There’s no good way to lose a war

At least 12 U.S. service members reportedly are dead due to the explosions at the Kabul airport. The final death count is not yet in, but it will likely exceed 12.

In all of 2020, there were nine U.S. fatalities in Afghanistan. The average yearly number from 2015-2020 was 16. There had been none in 2021.

Andy McCarthy filed this column about the explosions. Although ISIS is thought to have set them off, Andy suggests that it might have been the Taliban. He writes:

The Taliban is controlling Kabul and the airport perimeter through the Haqqani organization, a significant ally of both the Taliban and al-Qaeda.
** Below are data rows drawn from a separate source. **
PR #18, opened 2026-06-16
fix(personality): resolve the 11 remaining red unit tests (PersonalityManager v1.3 contract)

cgfixit:
## PR Set 1 of 2 — Unit-test deep-dive (follow-up to the suite audit in PR #16)

This is the scheduled **unit-test review** PR. The previous run (merged **PR #16**) audited the
whole suite, fixed the 3 collection errors, and left two red groups:

- **8 `test_sanitizer`** failures → owned by open **PR #14** (`cc → main`, config-driven filter). **Left untouched here.**
- **11 PersonalityManager** failures (`test_personality.py` ×8 + `test_personality_changes.py` ×3) → flagged as *"design decision required"*. **This PR resolves them.**

### Ground truth this run (Python 3.12 semantics, emulated RAG + API smoke)
```
before this PR:  pytest tests/ -q  →  19 failed, 47 passed, 0 collection errors
after  this PR:  pytest tests/ -q  →   8 failed, 58 passed, 0 collection errors
```
The only remaining red is the 8-test `test_sanitizer` suite (PR #14). A runtime smoke
(`PersonalityManager` propose/apply/reload/record lifecycle + `gate.py`/`graph.py` import) passes.

---

### The decision: align production code to the tests

The failing tests are not wrong — they encode the **v1.3 behaviors the architecture PDF already
promises** but `utils/personality.py` never shipped (most importantly **Invariant #5: a forensic
`audit_log` event on soul drift**). So the fix aligns the module to the tests rather than
weakening the tests.

| Failing expectation | Root cause (was) | Fix in `utils/personality.py` |
|---|---|---|
| `patch("utils.personality.audit_log")` | module never imported `audit_log` | `from utils.logger import audit_log`; best-effort call on **drift** + **apply** (wrapped so an audit-sink failure can't crash the manager) |
| `get_version() == 1` (int) | returned string `vN_<sha8>_<date>` → `'>=' str vs int` TypeError | `get_version()` → `int` (latest `soul_versions.id`); descriptive string moved to **new** `get_version_label()` |
| `propose_evolution(...) → {status, proposed_soul, current_sha, proposed_sha}` | returned `{diff, injection_flags, safe_to_apply, reason}` | return value is now a **superset** — adds the new keys, keeps the old ones so `gate.py`'s `/personality` endpoint callers don't break |
| `pm.conn` persistent + `row["query_hash"]` | each method opened/closed its own conn; no attr | single long-lived `self.conn` (`check_same_thread=False`, `row_factory=sqlite3.Row`, `busy_timeout=5000`) used everywhere |
| `pm.reload_soul()` | method was `reload()` only | added `reload_soul` as an alias of `reload()` |
| `pm.maintenance(ttl_days=…)` + TTL prune on init | prune only lived inside `record_interaction` | added `maintenance(ttl_days=None)`; **called from `__init__`** (v1.3 prune-on-boot) |
| "creates default soul when missing" (`"PsyClaw"` in content) | `_load_soul` set `soul_core=""`, wrote nothing | `_load_soul` writes `DEFAULT_SOUL` when `soul.md` is absent, then version-tracks it |
| atomic write — no `.tmp` left after apply | plain `write_text`, no atomicity | `apply_evolution` stages to `soul.md.tmp` then `os.replace`; still keeps a `.bak` |

### Backward-compatibility (callers checked before changing)
- `gate.py` `/personality` (`get_version`, `propose_evolution`, `apply_evolution`, `reload`) — int
  version is JSON-safe; `propose_evolution` superset is additive; `reload()` retained.
- `graph.py` (`get_system_prompt_additive`, `record_interaction(query_hash, outcome)`) — unchanged signatures.

### Reviewer note — thread safety
The shared `self.conn` is correct for PsyClaw's single-user local gateway (LM Studio), and
`busy_timeout` absorbs the rare overlapping write (e.g. a manual reload). If PsyClaw ever becomes
multi-tenant / high-QPS, revisit with a per-request connection or a write queue. Called out in the
module docstring and in `tests/TEST_SUITE_AUDIT.md` §8.

### Still out of scope (by design)
- **`test_sanitizer` (8)** — config-driven prompt filter, owned by **PR #14**. Touching it here
  would collide with that branch.
- The non-hermetic smells in `test_personality_changes.py` (hard-coded
  `/home/workdir/artifacts/...` path, at-import global monkeypatch of `audit_log`) are documented
  in the audit §3.6/§4; they don't block the suite now that the code satisfies the contract, and
  are best cleaned up alongside the PR #14 merge to avoid churn.

### For the next Claude Code session
1. Merge **PR #14** (`cc → main`) to clear the last 8 (`test_sanitizer`) and flip CI fully green.
2. Then drop the error-swallowing `|| echo` in `.github/workflows/ci.yml` and run the **whole**
   `pytest tests/` as the gate (audit §3 / §5.6).
3. Optionally de-non-hermeticize `test_personality_changes.py` (audit §3.6).

See `tests/TEST_SUITE_AUDIT.md` (§8 added here) for the full living record.

---
_Generated by [Claude Code](https://claude.ai/code/session_0169dmEttvQxToJtjwZNXBgP)_

### DIFF
--- a/tests/TEST_SUITE_AUDIT.md
+++ b/tests/TEST_SUITE_AUDIT.md
@@ -276,3 +276,34 @@ textual conflicts with PR #14 (which also edits `retrieval/stemmer.py`), the ste
 **Still red (intentionally, out of scope here):** `test_sanitizer` (8 — config-driven filter, **PR #14**),
 `test_personality` (8) and `test_personality_changes` (3) — pending the PersonalityManager
 contract decision tracked in the companion issue.
+
+---
+
+## 8. Follow-up PR — PersonalityManager contract resolved (2026-06-16)
+
+The PersonalityManager contract decision deferred in §3.5 / §5.2 has now been **made and
+implemented** in `utils/personality.py`. The direction chosen is **align production code to the
+tests**, because the tests encode the v1.3 behaviors the architecture PDF already promises
+(forensic audit on drift = Invariant #5, integer version, TTL maintenance, atomic soul writes).
+
+| Test expectation (was failing) | Change in `utils/personality.py` |
+|---|---|
+| `patch("utils.personality.audit_log")` | `from utils.logger import audit_log`; called (best-effort) on drift + apply |
+| `get_version() == 1` (int) | `get_version()` now returns the latest `soul_versions.id` as `int`; the old `vN_<sha8>_<date>` string moved to `get_version_label()` |
+| `propose_evolution(...) → {status, proposed_soul, current_sha, proposed_sha}` | return value is now a **superset** — adds those keys while keeping `diff / injection_flags / safe_to_apply / reason` (so `gate.py` callers don't break) |
+| `pm.conn` persistent, `row["query_hash"]` | single long-lived `self.conn` (`check_same_thread=False`, `row_factory=sqlite3.Row`, `busy_timeout=5000`) used by every method |
+| `pm.reload_soul()` | added as an alias of `reload()` |
+| `pm.maintenance(ttl_days=…)` + TTL prune on init | added `maintenance(ttl_days=None)`; called from `__init__` (v1.3 prune-on-boot) |
+| "creates default soul when missing" (`"PsyClaw"` in content) | `_load_soul` writes `DEFAULT_SOUL` when `soul.md` is absent, then version-tracks it |
+| atomic write — no `.tmp` left | `apply_evolution` stages to `soul.md.tmp` then `os.replace`; keeps a `.bak` |
+
+**Result:** `pytest tests/` → **58 passed, 8 failed, 0 collection errors** (was 47/19). The 11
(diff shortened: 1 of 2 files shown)


cgfixit:
Closing as superseded. The PersonalityManager v1.3 contract fix this PR implements has already landed on `main` via #20/#21 (commits `83fcef2` + `4c86260`) — `main` now has `get_version() -> int`, the `audit_log` import + drift/apply events, persistent `self.conn`, `reload_soul` alias, `maintenance()` + prune-on-init, default-soul creation, and atomic `.tmp` + `os.replace` writes. The 11 personality tests are green on `main`, and this branch now conflicts (`dirty`) against the merged version.

No code is lost by closing — `main` already satisfies the contract this PR targeted.

---

PR #58, opened 2026-06-19
ci: real ChromaDB + BM25 RAG smoke (replace hardcoded mock)

cgfixit:
## What

Replaces the CI "Emulated RAG Query Smoke" step with a **real** retrieval smoke that indexes the committed corpus into ChromaDB + BM25 and runs an actual `HybridRetriever` query against it.

## Why

The old step ran a base64-encoded `MockRetriever` whose `hybrid_search()` returned a hardcoded `{"text": "...", "score": 0.92}` dict. It:
- never touched ChromaDB, BM25, embeddings, or the real `HybridRetriever` — so it could pass even if retrieval was completely broken;
- printed the stale **"PsyClaw"** name (pre-rename).

It proved nothing about RAG. @cgrady92 added a populated corpus (`data/corpus/cyclaw_overview.md`) and wanted the smoke to actually index ChromaDB and answer a query the corpus document covers — this PR does that.

## How

New `tests/ci_rag_smoke.py`:
1. `retrieval.indexer.build_index()` → builds a real ChromaDB (semantic) + BM25 (keyword) index from `data/corpus`.
2. Instantiates the real `HybridRetriever` and runs `hybrid_search()` for *"What fusion method does CyClaw use to blend semantic and keyword results?"* — answered by `cyclaw_overview.md` ("RRF Fusion … blend semantic and keyword results").
3. Asserts a hit is returned and its fused score clears the configured `retrieval.min_score` gate — a genuine **vault hit**, exiting non-zero on a real regression.

No LLM is involved (CI has no LM Studio), so the smoke stops at retrieval — the part ChromaDB + BM25 actually own. Generation stays covered by the mocked gate/graph unit tests.

The prep step no longer overwrites the committed corpus with a stub, so the smoke indexes the real shipped document.

## Verification (local, Python 3.12.3)

```
=== Real Offline RAG Query Smoke (ChromaDB + BM25) ===
Building real index from data/corpus ...
[Indexer] Indexed 1/1 chunks
Query:         What fusion method does CyClaw use to blend semantic and keyword results?
Hits returned: 1
Top source:    data/corpus/cyclaw_overview.md
Top score:     0.050166 (min_score gate: 0.028 )
Real RAG query passed (vault hit above gate)   # exit 0
```

## Follow-up idea

The corpus is a single document today, so retrieval is degraded-to-semantic (BM25 has one doc). Adding 2–3 more corpus docs would let the smoke assert true **hybrid** fusion (RRF blending distinct semantic + keyword winners) and rank ordering — a natural next step now that real indexing is in CI.

---
_Generated by [Claude Code](https://claude.ai/code/session_01DNADoXjjDvJBuwQ2QBMQk6)_


cgfixit:
CI.yml is now a true RAG query emulation rather than a smoke test

PR #114, opened 2026-06-20
fix(retrieval): ChromaDB cosine distance metric (#99 #1)

cgfixit:
## What — implements PR #99 finding **#1** (HIGH)

ChromaDB collections were created with the default **`l2`** space, but embeddings are L2-normalized (`embeddings.py`). For unit vectors squared-Euclidean distance ∈ [0,4], so `hybrid_search`'s `score = 1 - distance` produced a **non-cosine, partly-negative** scale. Now:
```python
collection = client.create_collection(collection_name, metadata={"hnsw:space": "cosine"})
```
→ `distance = 1 - cos ∈ [0,2]`, so `1 - distance` is genuine cosine similarity.

**Ranking is unchanged for unit vectors** (L2 is monotonic in cos), so RRF order and the `min_score` gate are unaffected — only the surfaced `semantic_score` becomes correct. Requires a one-time **reindex**; CI's `Real RAG Query Smoke` calls `build_index()` (and `index/` is gitignored/built fresh), so it validates automatically.

## ⚠️ Scope change — #6 deferred to a follow-up

This PR originally also implemented **#6** (RRF-scaling single-path results). **CI surfaced that #6 needs a `min_score` re-tune I shouldn't guess**, so I reverted it here:

> The committed smoke corpus is 1–2 chunks. BM25 IDF over a single-doc corpus goes **negative**, so the keyword path returns nothing and the smoke query is served **single-path (semantic)**. Pre-#6 that returned a raw cosine score (~0.5, above `min_score=0.028`); #6's RRF-scaling forced it to `1/60 = 0.0167 < 0.028` → the smoke correctly failed as a vault miss. Making legit single-path results pass requires lowering/retuning `min_score` against real score data — a calibration decision for the maintainer.

So **#6 will land separately**, paired with the `min_score` re-tune (and possibly per-mode thresholds). This PR is now the clean, ranking-invariant, smoke-safe `#1` change only.

## Risk
Minimal — one-line collection metadata; ranking-invariant; CI smoke rebuilds and validates.

---
Part of the PR #99 backlog (`docs/ACTION_PLAN_PR99_2026-06-20.md`, PR #106).

### DIFF
--- a/retrieval/hybrid_search.py
+++ b/retrieval/hybrid_search.py
@@ -129,34 +129,6 @@ class HybridRetriever:
                 ))
         return hits
 
-    def _as_rrf_scaled(self, hits: List[SearchResult]) -> List[SearchResult]:
-        """Re-score a single surviving retrieval path onto the RRF scale.
-
-        When only one path returns, its raw scores (semantic ``1 - cos`` ∈ [-1,1],
-        or unbounded BM25) are NOT comparable to ``min_score``, which is tuned for
-        RRF magnitudes (~``1/rrf_k``). The gating ``score`` is therefore replaced
-        with the rank-based RRF term ``1/(rrf_k + rank)`` so the confidence gate
-        behaves consistently under degraded retrieval (PR #99 #6). The raw value is
-        preserved in ``semantic_score`` / ``keyword_score`` for provenance.
-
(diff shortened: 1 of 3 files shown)


cgfixit:
If chroma embeddings get jacked this was me ha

With President Biden doubling down on our shameful bug-out by next Tuesday — leaving even though we know Americans will be left behind — the Taliban has every incentive to double down on its objective to project the image of a surrendering superpower skulking out of Afghanistan with its tail between its legs. The Haqqani are very capable when it comes to attacks of this kind, and they have the best intelligence and maneuverability in the environs of the airport. . . .

It is a tenet of jihadist lore that the anti-Soviet mujahideen, out of which al-Qaeda and the Taliban emerged, ground the Red Army into dust. They believe the jihad — not President Reagan, not the U.S. defense build-up, not the CIA’s arming of the mujahideen, not the internal rot of the U.S.S.R. — is responsible for the collapse of the Soviet empire. The Soviet military retreat from Afghanistan is a defining moment for them. For years, it drove terrorist recruitment, terrorist fundraising, and the ascendance of terrorist organizations as a global security threat. . . .
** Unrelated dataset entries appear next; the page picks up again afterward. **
PR #181, opened 2026-06-21
[[[!!!]]].    - https://github.com/CGFixIT/CyClaw/pull/181#issuecomment-4763651067

cgfixit:
Follow-up to merged PR #179 (dependency manifest alignment).

## What changed
- Both `test` and `verify-skills` jobs now pass `-c constraints.txt` when installing from `requirements.txt`.
- This enforces the full direct pin set (including pydantic family sync, torch==2.6.0+cpu CVE gate, chromadb local-only, etc.) that was expanded in #179.
- Updated header and step comments to reference v1.5.0 + the python-development / cyclaw-advisor alignment work.
- No behavior change for happy path (pins were already identical); this just makes the hermetic gate explicit and consistent with Dockerfile + pyproject.toml best practice.

## Why (python-development rationale)
- Single source of truth (pyproject.toml) + constraints for any pip-based path prevents future drift.
- CI cache already listed constraints.txt; now we actually use it.
- Keeps the existing torch index dance (required for CPU wheel safety) while adding the constraint layer.
- Low-risk, high-signal improvement for reproducible CI.

## Verification
- Existing verify-install jobs and full matrix should continue to pass (same versions, just stricter constraint application).
- Future `uv` migration path remains open (this change is a stepping stone).

Ready for review/merge. This closes the loop on making the install gate match the declared manifests across Docker, CI, and local dev.

### DIFF
--- a/.github/workflows/ci.yml
+++ b/.github/workflows/ci.yml
@@ -5,7 +5,9 @@
 #   - Explicit hermetic prepare (mkdirs, minimal soul.md, env var) cross-platform
 #   - Real RAG smoke validates ChromaDB 1.5.6 + BM25 + RRF on committed corpus
 #   - Coverage scoped to exercised modules only
-#   - Aligns with v1.4.0 invariants (reproducible CI security gate, Python 3.12, stable Chroma pin)
+#   - Aligns with v1.5.0 invariants + PR #179 dependency manifest alignment
+#     (constraints.txt now expanded and authoritative for pip hermetic installs;
+#      pyproject.toml remains single source of truth + uv recommended path)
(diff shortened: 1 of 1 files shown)


cgfixit:
Note2self check out versions dependabot suggested in PR #180

--

Bumps the pip-all group with 7 updates in the / directory:

Package	From	To
fastapi	0.137.2	0.138.0
langgraph	1.2.5	1.2.6
langchain-core	1.4.7	1.4.8
chromadb	1.5.6	1.5.9
pytest	9.1.0	9.1.1
torch	2.6.0+cpu	2.12.1
pydantic-core	2.46.4	2.47.0
Updates fastapi from 0.137.2 to 0.138.0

For the jihadists, the American surrender is a rerun of the Soviet surrender of 1989. It will be as iconic for them as 9/11.

(Emphasis added)

McCarthy’s analysis raises a point I think many are missing when they argue that the U.S. could have avoided disaster by evacuating all civilians before withdrawing our troops. That might well have been the better course, but it would have run the risk of incurring a significant number of U.S. deaths.

It’s hard to imagine the Afghan army standing up to the Taliban once America started a mass evacuation of civilians. Why risk one’s life fighting the Taliban, even with U.S. air support, when one knows for certain that the U.S. is just about to pull out and then will offer no support at all? Better to fade away before the military pullout occurs, if one is sure that it will.
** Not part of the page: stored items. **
PR #187, opened 2026-06-22
ci: drop ineffective pip cache from lint workflow

cgfixit:
## What
Removes `cache: 'pip'` from the `actions/setup-python` step in `.github/workflows/lint.yml`.

## Why / benefit
The lint job installs **only** `ruff` (`run: pip install ruff`) and references no dependency manifest. However, `setup-python`'s pip cache computes its key from the repo's `requirements.txt` / `pyproject.toml` hashes. As a result:
- The restored cache never contains the `ruff` wheel (it was keyed on manifests that the job doesn't install), so there is effectively **no cache hit benefit**.
- The cache key churns on every unrelated dependency change, adding save/restore overhead for a wheel that installs in ~1s.

Dropping it simplifies the workflow and removes a misleading cache configuration. Net effect on runtime is neutral-to-positive.

## Risk to monitor
- Single-line removal; no behavior change to the actual lint step (`ruff check --select E,F,I,B,C4,S .`).
- The action SHA pin on `setup-python` is unchanged.
- YAML validated locally with `yaml.safe_load`.

---
_Generated by [Claude Code](https://claude.ai/code/session_01DStiigNTPQhXJ4qBkFnJCw)_


cgfixit:
@copilot do you concur? (Don't edit anything just yes or no for this one)

PR #327, opened 2026-06-29
fix(graph): query/soul-aware prompt budget — deterministic no-stall bound + richer context

cgfixit:
## Summary

Third and final follow-up to #325/#326 for the LM Studio **"stuck at 0% processing"** issue. A deeper 2-agent audit found a **residual gap** the earlier PRs left open, and this PR closes it deterministically while tuning for a larger context window (per operator decision to run LM Studio at 10000–12288 context).

## The residual gap (why #326 wasn't fully sufficient)

#326 bounded the **retrieved-context block**, but that budget was **fixed** — it ignored the **query** and **soul**. So the *total* prompt was still unbounded:

```
prompt = soul_preamble + "USER QUERY: " + query + framing + context + trailing
                ^bounded? no        ^no            ^#326 only bounded this part
```

Worst case (filter enabled, query ≤4000 chars ≈1000 tok): `soul + 1000 + 2000(ctx) + 2048(out)` ≈ **5,500+ tokens** — a 5000-token LM Studio context could still stall. Filter disabled → query up to 65k chars → massive overflow.

## Fix: query/soul-aware adaptive budget

`graph.py` now reserves room for `soul + query + framing` out of `retrieval.max_context_tokens` and gives the remainder to retrieved context, so the **total prompt input is deterministically ≤ `max_context_tokens`**. The no-stall guarantee becomes a simple operator-checkable formula:

```
LM Studio context length  >=  max_context_tokens + max_tokens + ~1500 headroom
```

| File | Change |
|---|---|
| `graph.py` | New `_context_char_budget()` (query/soul-aware) used by `local_llm_node` and `offline_best_effort_node` (`limit=5`). Offline path is now **richer but bounded** (was a fixed `char_cap=300`). Warning log when the assembled prompt still exceeds the budget (large query/soul) so any stall is diagnosable. |
| `config.yaml` | `retrieval.max_context_tokens` 2000→**4000** (richer RAG + offline context); `models.local_llm.max_tokens` 2048→**3000** (longer answers, both paths). Documented the no-stall formula + **recommended LM Studio context 10000–12288**. |
| `tests/test_graph.py` | New `TestLocalLlmPromptBudget`: total prompt bounded; context collapses to the floor on a huge query; small docs preserved (regression); offline prompt bounded. |

## api_key (the recurring question) — verified, no change needed

`self.api_key = str(llm_cfg.get("api_key") or "").strip()`; header sent only when truthy.

| config.yaml form | header sent | default LM Studio | "Require API Key" on |
|---|---|---|---|
| commented out | none | ✅ works | ✗ needs a key |
| `api_key: 123456` (int) | `Bearer 123456` | ✅ (coerced) | ✅ if matches |
| `api_key: "123456"` (str) | `Bearer 123456` | ✅ | ✅ if matches |

Wrong key with "Require API Key" on → fast **401** (4xx not retried) — never a 0% hang. Quoted string is recommended (already documented).

## Testing / verification (high-confidence bar)
- `GROK_API_KEY=dummy pytest tests/` → **838 passed, 12 skipped** (live Postgres, expected).
- `ruff check graph.py` → clean.
- **Standalone worst-case proof**: 2KB soul + 4000-char (filter-capped) query + 5 oversized chunks at the new config values → RAG **~6,996 tok** and offline **~6,979 tok** (prompt + max_tokens), both ≤ the recommended 10,000-token context. Input bounds to ~`max_context_tokens` as designed.

## Out of scope
- `grok_fallback` char_cap=200 cost guard (external paid API) — unchanged.
- A full API-surface re-audit (api_key, health.mode, /query timeout, soul endpoints, all terminal.html bodies vs schemas) found **no other issues** post-#326.

---
_Generated by [Claude Code](https://claude.ai/code/session_01P32jhvzh51LBRTH7arVrzv)_

### DIFF
--- a/config.yaml
+++ b/config.yaml
@@ -32,17 +32,16 @@ models:
     # doesn't parse a bare number as an int.
 #    api_key: "your-lm-studio-key"
     model: "qwen2.5-7b-instruct"
-    # IMPORTANT: LM Studio must load the model with a context length >
-    # (prompt tokens + max_tokens). The local_llm node injects soul preamble +
-    # up to 5 full untruncated corpus chunks, so the prompt alone can reach
-    # ~1000 tokens on a vault hit. max_tokens is the RESERVED OUTPUT BUDGET —
-    # LM Studio allocates it up front before generating token #1. If
-    # prompt + max_tokens > loaded context, LM Studio stalls at "0% processing"
-    # non-deterministically (vault hits stall reliably; vault misses may squeak
-    # through because their prompt is smaller). Keep max_tokens well below the
-    # context window to leave headroom. At context=5000: 2048 leaves ~3000
-    # tokens for the prompt. Raise LM Studio context to 8192+ for more output.
-    max_tokens: 2048
+    # max_tokens = RESERVED OUTPUT BUDGET. LM Studio allocates it up front before
+    # generating token #1, so if (prompt tokens + max_tokens) > the loaded context
+    # length, LM Studio stalls at "0% processing". The graph bounds the prompt
+    # INPUT to retrieval.max_context_tokens (query/soul-aware budget in
+    # graph.py local_llm_node / offline_best_effort_node), so the stall is
+    # prevented deterministically as long as:
+    #   LM Studio context length  >=  max_context_tokens + max_tokens + ~1500 headroom
+    # RECOMMENDED LM Studio context length: 10000-12288 (10k-12k).
+    # With max_context_tokens=4000 + max_tokens=3000 that is 7000 + headroom -> fits.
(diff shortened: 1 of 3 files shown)


cgfixit:
Confirmed this did significantly help but occasionally for offline_best_effort aka more inference heavy queries it occasionally stalls, especially with 2 streams so that may be a resource issue hard to say for sure but either way works much better now it was def the max token thing - tldr it's not just setting them all equal lm studios should be higher than the rag and overall config max token to account for the soul file and other preambles to system prompt and the tokens generated in response, etc - set lm to 12-15k and leave config as is for now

That would have left around American 3,000 troops to defend against the Taliban more or less on their own. And this would have created a great opportunity for the Taliban to rout American forces in combat — something it hasn’t done and something that, per McCarthy, would be the stuff of legend.

Maybe the Taliban would have passed on this opportunity, waited for the evacuation and the military pullout to be complete, and then taken over the entire country. But it seems as likely that the Taliban would have attacked while our troops were still there so as to claim a famous military victory.

In this scenario, U.S. forces would likely have suffered significant loss of life. Perhaps a rout could have been prevented, but only, I believe, if we had brought in a large number of additional forces, with a corresponding increase in American casualties.

I’m not saying with any certainty that this scenario would have occurred. Nor am I saying that evacuating civilians before pulling the military out would have been inferior to Biden’s approach as a way to lose this war.

I’m just saying that both approaches to losing carried major risks. In the case of Biden’s approach, the risk was that the Taliban would get to Kabul before the end of August. In the case of the alternative approach, the risk was that the Taliban would attack U.S. forces and that we would be largely on our own in resisting.

I’m also saying that there’s no good way to lose a war, and that losing this war might end up costing as many American lives as several years of maintaining the stalemate.